▸ **Try it**
For the records below, print the lines from the line with "PR #782, opened 2024-10-11" through the line with "it's not unmaintained" exactly as written; include both end lines and exclude the rest.

Dataset entries Start Marker

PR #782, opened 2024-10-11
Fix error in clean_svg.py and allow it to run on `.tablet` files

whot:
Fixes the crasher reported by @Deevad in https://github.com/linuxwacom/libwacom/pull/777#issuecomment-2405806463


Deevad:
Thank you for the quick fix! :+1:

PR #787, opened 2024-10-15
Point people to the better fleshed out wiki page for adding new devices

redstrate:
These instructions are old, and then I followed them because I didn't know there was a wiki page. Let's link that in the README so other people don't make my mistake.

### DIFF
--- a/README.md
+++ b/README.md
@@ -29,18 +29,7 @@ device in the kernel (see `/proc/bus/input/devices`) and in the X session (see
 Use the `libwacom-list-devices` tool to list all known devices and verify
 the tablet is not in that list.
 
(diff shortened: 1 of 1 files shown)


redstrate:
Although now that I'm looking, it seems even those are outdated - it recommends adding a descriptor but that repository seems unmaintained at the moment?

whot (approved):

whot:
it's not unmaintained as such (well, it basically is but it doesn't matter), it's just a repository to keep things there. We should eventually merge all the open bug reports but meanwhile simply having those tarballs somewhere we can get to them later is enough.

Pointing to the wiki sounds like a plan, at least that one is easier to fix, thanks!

Dataset entries End Marker
Dataset entries Start Marker

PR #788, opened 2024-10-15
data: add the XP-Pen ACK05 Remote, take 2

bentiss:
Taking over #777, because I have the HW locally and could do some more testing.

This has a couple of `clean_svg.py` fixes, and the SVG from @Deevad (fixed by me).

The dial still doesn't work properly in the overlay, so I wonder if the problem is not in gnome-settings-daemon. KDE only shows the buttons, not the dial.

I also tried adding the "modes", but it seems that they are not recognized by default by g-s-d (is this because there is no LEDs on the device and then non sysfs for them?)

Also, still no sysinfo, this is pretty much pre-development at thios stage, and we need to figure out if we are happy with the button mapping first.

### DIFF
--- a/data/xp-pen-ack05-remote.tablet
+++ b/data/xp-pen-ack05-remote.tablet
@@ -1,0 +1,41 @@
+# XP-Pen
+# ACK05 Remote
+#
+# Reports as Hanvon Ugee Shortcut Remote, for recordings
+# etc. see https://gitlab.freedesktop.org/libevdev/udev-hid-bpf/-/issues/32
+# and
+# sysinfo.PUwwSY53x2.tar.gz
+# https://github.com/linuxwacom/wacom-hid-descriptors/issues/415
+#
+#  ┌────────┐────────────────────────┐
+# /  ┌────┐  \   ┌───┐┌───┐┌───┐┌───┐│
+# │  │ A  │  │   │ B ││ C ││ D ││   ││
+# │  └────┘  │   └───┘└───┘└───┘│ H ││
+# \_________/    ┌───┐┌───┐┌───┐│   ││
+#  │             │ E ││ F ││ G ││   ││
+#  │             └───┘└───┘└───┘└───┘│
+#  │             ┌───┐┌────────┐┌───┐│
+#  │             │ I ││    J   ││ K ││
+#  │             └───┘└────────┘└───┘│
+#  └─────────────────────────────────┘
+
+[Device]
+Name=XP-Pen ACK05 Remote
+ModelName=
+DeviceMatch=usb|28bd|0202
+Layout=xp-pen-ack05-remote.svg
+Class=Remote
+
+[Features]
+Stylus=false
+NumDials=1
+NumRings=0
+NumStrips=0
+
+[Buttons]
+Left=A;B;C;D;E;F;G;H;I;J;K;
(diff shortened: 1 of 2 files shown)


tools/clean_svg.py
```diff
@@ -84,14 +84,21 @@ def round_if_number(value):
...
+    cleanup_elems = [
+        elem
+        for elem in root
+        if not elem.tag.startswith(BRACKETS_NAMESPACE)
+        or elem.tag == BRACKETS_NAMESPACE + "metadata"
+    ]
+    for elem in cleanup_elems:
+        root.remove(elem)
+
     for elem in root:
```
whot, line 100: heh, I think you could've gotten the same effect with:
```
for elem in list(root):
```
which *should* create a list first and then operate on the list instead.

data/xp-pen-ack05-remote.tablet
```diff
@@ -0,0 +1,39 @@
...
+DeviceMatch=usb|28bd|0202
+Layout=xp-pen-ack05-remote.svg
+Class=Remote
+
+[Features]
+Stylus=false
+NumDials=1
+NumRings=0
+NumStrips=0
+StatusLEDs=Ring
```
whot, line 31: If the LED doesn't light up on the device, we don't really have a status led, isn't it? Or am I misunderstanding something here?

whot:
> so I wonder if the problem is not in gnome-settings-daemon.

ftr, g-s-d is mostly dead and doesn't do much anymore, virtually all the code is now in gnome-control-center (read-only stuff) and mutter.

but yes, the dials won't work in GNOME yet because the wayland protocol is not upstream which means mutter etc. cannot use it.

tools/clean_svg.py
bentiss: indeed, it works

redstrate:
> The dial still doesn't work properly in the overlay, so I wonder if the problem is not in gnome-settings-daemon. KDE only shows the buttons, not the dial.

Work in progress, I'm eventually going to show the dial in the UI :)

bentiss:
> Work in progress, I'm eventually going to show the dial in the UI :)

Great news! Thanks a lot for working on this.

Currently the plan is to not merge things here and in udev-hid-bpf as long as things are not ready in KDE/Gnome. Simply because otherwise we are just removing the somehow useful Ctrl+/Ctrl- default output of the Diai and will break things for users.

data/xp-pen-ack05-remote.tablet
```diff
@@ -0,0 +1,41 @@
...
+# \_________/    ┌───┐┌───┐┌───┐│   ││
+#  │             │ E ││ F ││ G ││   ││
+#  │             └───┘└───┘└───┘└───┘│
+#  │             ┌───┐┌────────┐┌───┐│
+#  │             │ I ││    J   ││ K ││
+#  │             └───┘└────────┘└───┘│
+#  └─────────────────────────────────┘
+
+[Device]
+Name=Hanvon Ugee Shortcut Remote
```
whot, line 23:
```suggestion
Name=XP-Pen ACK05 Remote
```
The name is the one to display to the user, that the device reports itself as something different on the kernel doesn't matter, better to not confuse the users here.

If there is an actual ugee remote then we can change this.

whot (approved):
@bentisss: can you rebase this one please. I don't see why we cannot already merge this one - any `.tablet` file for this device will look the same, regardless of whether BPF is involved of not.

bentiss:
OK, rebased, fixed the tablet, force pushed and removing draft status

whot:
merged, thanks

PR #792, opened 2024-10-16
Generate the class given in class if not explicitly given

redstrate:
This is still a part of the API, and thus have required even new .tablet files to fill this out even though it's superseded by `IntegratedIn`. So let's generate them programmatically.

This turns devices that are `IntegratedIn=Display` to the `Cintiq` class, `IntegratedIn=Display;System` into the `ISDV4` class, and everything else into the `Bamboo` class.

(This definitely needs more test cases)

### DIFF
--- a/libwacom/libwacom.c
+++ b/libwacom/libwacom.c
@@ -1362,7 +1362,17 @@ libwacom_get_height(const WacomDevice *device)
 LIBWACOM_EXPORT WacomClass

Dataset entries End Marker
Dataset entries Start Marker

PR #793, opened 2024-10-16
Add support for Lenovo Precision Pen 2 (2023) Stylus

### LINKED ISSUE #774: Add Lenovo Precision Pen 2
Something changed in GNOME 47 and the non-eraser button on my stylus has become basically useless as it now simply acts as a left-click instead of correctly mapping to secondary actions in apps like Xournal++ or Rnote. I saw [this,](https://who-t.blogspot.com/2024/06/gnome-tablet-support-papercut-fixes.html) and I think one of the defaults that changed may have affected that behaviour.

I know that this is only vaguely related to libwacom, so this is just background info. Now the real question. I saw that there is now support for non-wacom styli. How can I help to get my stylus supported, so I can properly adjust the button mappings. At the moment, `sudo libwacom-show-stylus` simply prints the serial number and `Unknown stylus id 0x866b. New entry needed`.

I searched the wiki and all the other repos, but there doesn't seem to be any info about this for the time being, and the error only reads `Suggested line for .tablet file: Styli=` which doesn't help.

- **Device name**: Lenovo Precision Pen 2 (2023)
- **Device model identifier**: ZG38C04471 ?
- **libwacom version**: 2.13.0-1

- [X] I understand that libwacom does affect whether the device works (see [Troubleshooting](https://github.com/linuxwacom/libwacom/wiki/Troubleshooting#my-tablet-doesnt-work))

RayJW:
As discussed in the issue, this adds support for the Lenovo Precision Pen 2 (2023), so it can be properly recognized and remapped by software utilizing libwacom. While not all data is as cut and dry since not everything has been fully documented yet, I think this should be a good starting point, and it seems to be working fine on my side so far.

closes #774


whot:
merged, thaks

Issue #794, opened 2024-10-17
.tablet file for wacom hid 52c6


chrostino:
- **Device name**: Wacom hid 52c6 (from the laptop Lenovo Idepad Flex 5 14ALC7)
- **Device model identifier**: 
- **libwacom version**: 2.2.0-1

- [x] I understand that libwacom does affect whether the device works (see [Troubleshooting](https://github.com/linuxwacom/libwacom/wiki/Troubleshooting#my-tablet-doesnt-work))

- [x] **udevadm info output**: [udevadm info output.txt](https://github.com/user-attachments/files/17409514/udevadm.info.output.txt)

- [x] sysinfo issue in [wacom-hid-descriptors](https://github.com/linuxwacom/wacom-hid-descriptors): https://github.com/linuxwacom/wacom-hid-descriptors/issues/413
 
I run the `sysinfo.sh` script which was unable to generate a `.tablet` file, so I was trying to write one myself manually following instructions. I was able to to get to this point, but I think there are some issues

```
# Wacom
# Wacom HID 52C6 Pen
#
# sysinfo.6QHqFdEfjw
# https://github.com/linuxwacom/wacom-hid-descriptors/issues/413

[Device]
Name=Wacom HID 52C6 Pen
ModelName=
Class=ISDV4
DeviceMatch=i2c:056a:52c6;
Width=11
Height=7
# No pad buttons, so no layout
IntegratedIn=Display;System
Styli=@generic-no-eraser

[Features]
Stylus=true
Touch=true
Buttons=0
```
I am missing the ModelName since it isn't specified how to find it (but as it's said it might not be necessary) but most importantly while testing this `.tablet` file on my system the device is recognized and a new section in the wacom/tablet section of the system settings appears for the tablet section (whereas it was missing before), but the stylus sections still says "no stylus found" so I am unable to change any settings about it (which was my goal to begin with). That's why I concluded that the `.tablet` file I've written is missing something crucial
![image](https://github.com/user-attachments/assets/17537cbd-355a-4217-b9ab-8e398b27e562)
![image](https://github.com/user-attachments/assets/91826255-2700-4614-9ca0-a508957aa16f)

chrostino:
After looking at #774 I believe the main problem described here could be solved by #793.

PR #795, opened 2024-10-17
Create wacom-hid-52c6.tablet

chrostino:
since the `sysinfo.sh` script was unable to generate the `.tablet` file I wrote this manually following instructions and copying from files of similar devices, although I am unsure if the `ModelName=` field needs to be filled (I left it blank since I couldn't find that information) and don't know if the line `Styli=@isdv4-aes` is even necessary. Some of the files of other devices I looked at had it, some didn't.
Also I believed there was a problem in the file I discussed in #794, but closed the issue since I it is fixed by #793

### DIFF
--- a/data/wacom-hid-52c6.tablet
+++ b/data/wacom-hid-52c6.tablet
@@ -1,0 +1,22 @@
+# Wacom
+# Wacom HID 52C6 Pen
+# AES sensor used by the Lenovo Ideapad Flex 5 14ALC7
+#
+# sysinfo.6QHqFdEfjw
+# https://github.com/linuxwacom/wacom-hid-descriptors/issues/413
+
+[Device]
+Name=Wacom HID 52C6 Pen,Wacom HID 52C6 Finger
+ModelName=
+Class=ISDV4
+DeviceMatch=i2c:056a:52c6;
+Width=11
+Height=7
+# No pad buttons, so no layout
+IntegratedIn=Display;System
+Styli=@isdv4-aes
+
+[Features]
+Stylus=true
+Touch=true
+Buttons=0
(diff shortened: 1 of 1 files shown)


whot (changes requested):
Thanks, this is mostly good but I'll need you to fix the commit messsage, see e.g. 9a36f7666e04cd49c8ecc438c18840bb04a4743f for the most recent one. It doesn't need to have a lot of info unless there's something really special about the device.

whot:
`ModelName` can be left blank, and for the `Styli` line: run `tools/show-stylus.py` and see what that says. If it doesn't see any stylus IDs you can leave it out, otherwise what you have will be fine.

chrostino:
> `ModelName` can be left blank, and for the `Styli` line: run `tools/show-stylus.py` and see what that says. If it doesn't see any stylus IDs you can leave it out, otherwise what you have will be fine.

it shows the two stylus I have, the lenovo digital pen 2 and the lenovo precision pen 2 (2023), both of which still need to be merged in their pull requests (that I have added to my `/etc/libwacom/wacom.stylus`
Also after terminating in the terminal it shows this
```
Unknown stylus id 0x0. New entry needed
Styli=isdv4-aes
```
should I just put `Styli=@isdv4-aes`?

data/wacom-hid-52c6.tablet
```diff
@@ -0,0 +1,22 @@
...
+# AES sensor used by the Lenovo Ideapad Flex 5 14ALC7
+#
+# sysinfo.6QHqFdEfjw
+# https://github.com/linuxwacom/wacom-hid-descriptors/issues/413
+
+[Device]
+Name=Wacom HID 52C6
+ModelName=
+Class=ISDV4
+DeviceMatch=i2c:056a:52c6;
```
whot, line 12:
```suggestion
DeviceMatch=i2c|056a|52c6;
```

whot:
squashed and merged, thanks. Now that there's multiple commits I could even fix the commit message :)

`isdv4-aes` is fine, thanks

Dataset entries End Marker

▸ **Task solution**
PR #782, opened 2024-10-11
Fix error in clean_svg.py and allow it to run on `.tablet` files

whot:
Fixes the crasher reported by @Deevad in https://github.com/linuxwacom/libwacom/pull/777#issuecomment-2405806463


Deevad:
Thank you for the quick fix! :+1:

PR #787, opened 2024-10-15
Point people to the better fleshed out wiki page for adding new devices

redstrate:
These instructions are old, and then I followed them because I didn't know there was a wiki page. Let's link that in the README so other people don't make my mistake.

### DIFF
--- a/README.md
+++ b/README.md
@@ -29,18 +29,7 @@ device in the kernel (see `/proc/bus/input/devices`) and in the X session (see
 Use the `libwacom-list-devices` tool to list all known devices and verify
 the tablet is not in that list.
 
(diff shortened: 1 of 1 files shown)


redstrate:
Although now that I'm looking, it seems even those are outdated - it recommends adding a descriptor but that repository seems unmaintained at the moment?

whot (approved):

whot:
it's not unmaintained as such (well, it basically is but it doesn't matter), it's just a repository to keep things there. We should eventually merge all the open bug reports but meanwhile simply having those tarballs somewhere we can get to them later is enough.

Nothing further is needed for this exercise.